Wir verfolgen eine klassische ertragsorientierte Strategie unter Ausnutzung von Volatilität, um uns potenzielle Aufschläge zu sichern. Wir erkennen einen strukturellen Anstieg der Volatilität und damit mehr Wert in solchen Income-Overlays. Im Moment werden wir für den Verzicht auf potenzielle Wertsteigerungen von Anlagen nach unserem Eindruck entschädigt durch die von uns erzielten potenziellen laufenden Erträge. Zeichnet sich ein Bärenmarkt ab, gilt das unseres Erachtens umso mehr, da wir kaum Aufwärtspotenzial aufgeben würden. Das könnte folglich eine überlegenswerte Strategie für Anleger sein, die glauben, dass wir auf das Ende eines zyklischen Bullenmarkts zusteuern.

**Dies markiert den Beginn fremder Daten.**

PR #2250, opened 2016-12-29
Feature/kore of kore

daejunpark:
Do not merge. Just for a quick review.
@cos could you take a look to see if there is any serious mistake? Please note (and ignore) that I refactored the code you wrote in a way of minimizing OOP and Scala-specific features.


kore/src/main/scala/org/kframework/minikore/KoreToMini.scala
```diff
@@ -0,0 +1,130 @@
...
+
+import scala.collection.JavaConverters._
+import scala.collection._
+
+object KoreToMini {
+
+  // Outer
+
+  def apply(d: definition.Definition): Definition = {
+    var modules = d.modules.toSeq.map(apply)
```
daejunpark: @cos is it safe to use `modules` field to get all (resolved) modules?

kore/src/main/scala/org/kframework/minikore/KoreToMini.scala
```diff
@@ -0,0 +1,130 @@
...
+      Term("RegexTerminal", Seq(S(precedeRegex), S(regex), S(followRegex)))
+  }
+
+  def encode(s :definition.Sentence): Sentence = {
+    val att = s match {
+      case definition.ModuleComment(comment, att) => Term("ModuleComment", Seq(S(comment))) +: apply(att)
+      case definition.SyntaxPriority(priorities, att) => Seq() // TODO(Daejun): implement
+      case definition.SyntaxAssociativity(assoc, tags, att) => Seq() // TODO(Daejun): implement
+      case definition.Bubble(_, _, _) => Seq() // TODO(Daejun): find why it appears here
+      case definition.Context(_, _, _) => Seq() // TODO(Daejun): find why it appears here
```
daejunpark: @cos any idea why `Bubble` and `Context` appear here? For example, Bubble appears in DEFAULT-CONFIGURATION in kast.k, and Context appears in IMP.

kore/src/main/scala/org/kframework/minikore/KoreToMini.scala
```diff
@@ -0,0 +1,130 @@
...
+  def apply(k: K): Pattern = {
+    val p = k match {
+      case KApply(klabel, klist) =>
+        Term(klabel.name, klist.map(apply))
+      case kvar @ SortedKVariable(name, att) =>
+        assert(att == k.att)
+        Variable(name, kvar.sort.name)
+      case KVariable(name) =>
+        // TODO(Daejun): may need to distinguish against SortedKVariable
+        apply(SortedKVariable(name, k.att)) // from SortedADT in ADT.scala
```
daejunpark: @cos is it correct?

kore/src/main/scala/org/kframework/minikore/KoreToMini.scala
```diff
@@ -0,0 +1,130 @@
...
+  //
+  // NOTE: Since interface.scala is defined using traits,
+  // its companion object (Unapply.scala) is provided to support pattern matching.
+
+  def apply(k: K): Pattern = {
+    val p = k match {
+      case KApply(klabel, klist) =>
+        Term(klabel.name, klist.map(apply))
+      case kvar @ SortedKVariable(name, att) =>
+        assert(att == k.att)
```
daejunpark: @cos does it always hold?

kore/src/main/scala/org/kframework/minikore/KoreToMini.scala
```diff
@@ -0,0 +1,130 @@
...
+  def encodePatternAtt(p: Pattern, att: Att): Pattern = {
+    att.foldLeft(p)((z,a) => {
+      Term("#", Seq(z,a))
+    })
+  }
+
+  // encodeKSeq(Seq(p1,p2,p3,p4)) = #kseq(p1,#kseq(p2,#keq(p3,p4))) // TODO(Daejun): add test
+  def encodeKSeq(ps: Seq[Pattern]): Pattern = {
+    ps.reverse match {
+      case Seq(p) => p // NOTE(Daejun): `case p :: Nil` doesn't work (match failure). why??
```
daejunpark: @cos any idea of why `case p :: Nil` failed to match? what's the difference between `p :: Nil` and `Seq(p)`? just a type inference issue?

kore/src/main/scala/org/kframework/minikore/KoreToMini.scala
cos: yes, it should be the same object

kore/src/main/scala/org/kframework/minikore/KoreToMini.scala
```diff
@@ -0,0 +1,151 @@
...
+    case definition.Terminal(value, followRegex) =>
+      Term(iTerminal, S(value) +: followRegex.map(s => S(s)))
+    case definition.RegexTerminal(precedeRegex, regex, followRegex) =>
+      Term(iRegexTerminal, Seq(S(precedeRegex), S(regex), S(followRegex)))
+  }
+
+  def encode(s :definition.Sentence): Sentence = {
+    val att = s match {
+      case definition.ModuleComment(comment, att) => Term(iModuleComment, Seq(S(comment))) +: apply(att)
+      case definition.SyntaxPriority(priorities, att) => Seq() // TODO(Daejun): implement
```
cos: it's safer to use `???` for unimplemented parts

kore/src/main/scala/org/kframework/minikore/KoreToMini.scala
cos: it might be better to handle the variable directly, including getting its sort from attributes, instead of creating a sorted one

kore/src/main/scala/org/kframework/minikore/KoreToMini.scala
cos: no idea -- it also looks to me like it should match, but I generally don't use the `::` operator, so don't have experience with it

cos (approved):
looks good

Issue #2273, opened 2017-02-09
OneIntegerGenericBitSet.clear is not implemented


kheradmand:
I got the following assertion : 
```
java.lang.AssertionError: unimplemented
	at org.kframework.utils.OneIntegerGenericBitSet.clear(OneIntegerGenericBitSet.java:183)
	at org.kframework.backend.java.symbolic.FastRuleMatcher.addUnification(FastRuleMatcher.java:515)
	at org.kframework.backend.java.symbolic.FastRuleMatcher.match(FastRuleMatcher.java:228)
	at org.kframework.backend.java.symbolic.FastRuleMatcher.matchAssoc(FastRuleMatcher.java:400)
	at org.kframework.backend.java.symbolic.FastRuleMatcher.matchAssoc(FastRuleMatcher.java:441)
	at org.kframework.backend.java.symbolic.FastRuleMatcher.match(FastRuleMatcher.java:323)
	at org.kframework.backend.java.symbolic.FastRuleMatcher.match(FastRuleMatcher.java:271)
	at org.kframework.backend.java.symbolic.FastRuleMatcher.match(FastRuleMatcher.java:315)
	at org.kframework.backend.java.symbolic.FastRuleMatcher.match(FastRuleMatcher.java:315)
	at org.kframework.backend.java.symbolic.FastRuleMatcher.matchRulePattern(FastRuleMatcher.java:107)
	at org.kframework.backend.java.symbolic.SymbolicRewriter.fastComputeRewriteStep(SymbolicRewriter.java:164)
	at org.kframework.backend.java.symbolic.SymbolicRewriter.computeRewriteStep(SymbolicRewriter.java:105)
	at org.kframework.backend.java.symbolic.SymbolicRewriter.rewrite(SymbolicRewriter.java:86)
	at org.kframework.backend.java.symbolic.InitializeRewriter$SymbolicRewriterGlue.execute(InitializeRewriter.java:132)
	at org.kframework.krun.modes.KRunExecutionMode.execute(KRunExecutionMode.java:65)
	at org.kframework.krun.KRun.run(KRun.java:95)
	at org.kframework.krun.KRunFrontEnd.run(KRunFrontEnd.java:68)
	at org.kframework.main.FrontEnd.main(FrontEnd.java:34)
	at org.kframework.main.Main.runApplication(Main.java:420)
	at org.kframework.main.Main.runApplication(Main.java:271)
	at org.kframework.main.Main.main(Main.java:84)
```

[...]

PR #2275, opened 2017-02-10
remove unsupported map builtin function

daejunpark:


daejunpark:
@kheradmand please review and approve this pull request.

dwightguth:
FYI the C semantics uses this heavily for performance reasons.

kheradmand:
@daejunpark 
maybe it would be a good idea just to comment it instead of removing. 

@dwightguth 
the feature is not implemented anyway (I guess), please look at #2273 and the problems it caused for me.

daejunpark:
@dwightguth thanks for your comment. @kheradmand Now I keep `in_keys` in domains.k, but make java backend to throw exception when it is used.

daejunpark:
@kheradmand could you approve this? You can click the link above and check a radio box to approve it.

kheradmand (approved):
lgtm

PR #2324, opened 2017-07-24
Verification Related Fixes

msaxena2:
Helpful Debugging Info for `z3` + Missing Case Fix for Fast Rule Matcher.

### DIFF
--- a/java-backend/src/main/java/org/kframework/backend/java/symbolic/FastRuleMatcher.java
+++ b/java-backend/src/main/java/org/kframework/backend/java/symbolic/FastRuleMatcher.java
@@ -329,6 +329,8 @@ public class FastRuleMatcher {
             return subject.equals(pattern) ? ruleMask : empty;
         } else if (subject instanceof BuiltinSet && pattern instanceof BuiltinSet) {
             return subject.equals(pattern) ? ruleMask : empty;
+        } else if (subject instanceof KList && pattern instanceof KList) {
+            return subject.equals(pattern) ? ruleMask : empty;
         } else {
             assert subject instanceof KItem || subject instanceof BuiltinList || subject instanceof Token || subject instanceof BuiltinMap : "unexpected class at matching: " + subject.getClass();
             assert pattern instanceof KItem || pattern instanceof BuiltinList || pattern instanceof Token : "unexpected class at matching: " + pattern.getClass();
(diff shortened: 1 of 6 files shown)


msaxena2:
@nishantjr - Your commits are here too. Please take a look.

msaxena2:
@cos @andreistefanescu Please review. The second last commit (abe14ab ) fixes issues with unexpected Z3 queries in the prover.

cos (approved):
lgtm but @andreistefanescu should take a look as well

java-backend/src/main/java/org/kframework/backend/java/symbolic/FastRuleMatcher.java
```diff
@@ -326,6 +327,10 @@ private BitSet match(Term subject, Term pattern, BitSet ruleMask, scala.collecti
         } else if (subject instanceof Token && pattern instanceof Token) {
             // TODO: make tokens unique?
             return subject.equals(pattern) ? ruleMask : empty;
+        } else if (subject instanceof BuiltinSet && pattern instanceof BuiltinSet) {
+            return subject.equals(pattern) ? ruleMask : empty;
+        } else if (subject instanceof KList && pattern instanceof KList) {
```
andreistefanescu: I don't think this `match` was ever supposed to be called with `KList` arguments...

andreistefanescu:
@msaxena2 your fix was a good attempt, but this should set the proper constraint just before use. Please review.

java-backend/src/main/java/org/kframework/backend/java/symbolic/FastRuleMatcher.java
msaxena2: @andreistefanescu It seems like EVM verification doesn't go through without this. Also, this may have broken the tests, but I can't see why - from the error messages. I haven't been able to come up with a reasonable fix for this. Any chance you can take a look?

grosu: So, @msaxena2 , are you saying that we can still not have one version of the semantics that passes all the tests and can be used for the verification tasks we planned for tomorrow's technical report?

I agree, intuitively, with @andreistefanescu that the match function should be called on proper terms only, not on `KList`s.  So instead of adding a case here, you should probably go back to where the match function is called and see why it was called on `KList` terms first place, shouldn't you?

msaxena2:
@cos @andreistefanescu I was able to get around the issue by slightly changing the semantics of EVM (one of the rules that had an `owise` attribute was causing the issue). I think we should merge these changes, and deal with issues with `owise` in a separate PR - using a much simpler definition than EVM.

Die Risiken für die Strategie bestehen in einem Szenario, in dem sich der zyklische Bullenmarkt fortsetzt und die Volatilität auf Werte um null zurückfällt. Ein Investor mit traditionellerem Fokus – auch einem, der hochverzinsliche oder EM-Anleihen einbezieht – würde unter diesen Umständen eher mit Überrenditen rechnen. Doch für Anleger, die sich defensiver aufstellen möchten, könnte dieser Ansatz eine Überlegung wert sein.

 

Wichtige Hinweise:

Toby Hayes Kommentare, Meinungen und Analysen dienen ausschließlich zu Informationszwecken. Sie dürfen nicht als eine individuelle Anlageberatung oder Empfehlung, in ein Wertpapier zu investieren oder eine bestimmte Anlagestrategie zu verfolgen, aufgefasst werden. Da sich Markt- und Konjunkturbedingungen schnell verändern können, gelten Kommentare, Meinungen und Analysen nur für den Zeitpunkt der Veröffentlichung dieses Beitrags. Sie können sich ohne Ankündigung ändern. Dieses Material soll keine vollständige Analyse aller wesentlichen Fakten in Bezug auf ein Land, eine Region, einen Markt, eine Branche, eine Anlage oder Strategie darstellen.

Alle Anlagen sind mit Risiken behaftet, inklusive des möglichen Verlusts der Anlagesumme. Ausländische Wertpapiere bringen spezielle Risiken mit sich, darunter Wechselkursschwankungen, wirtschaftliche und politische Ungewissheit. Anlagen in Schwellenländern sind mit erhöhten Risiken in Bezug auf dieselben Faktoren verbunden. Hinzu kommen die durch ihre kleinere Größe, ihre geringere Liquidität und den nicht so fest gefügten rechtlichen, politischen, wirtschaftlichen und sozialen Rahmen zur Stützung der Wertpapiermärkte bedingten Gefahren.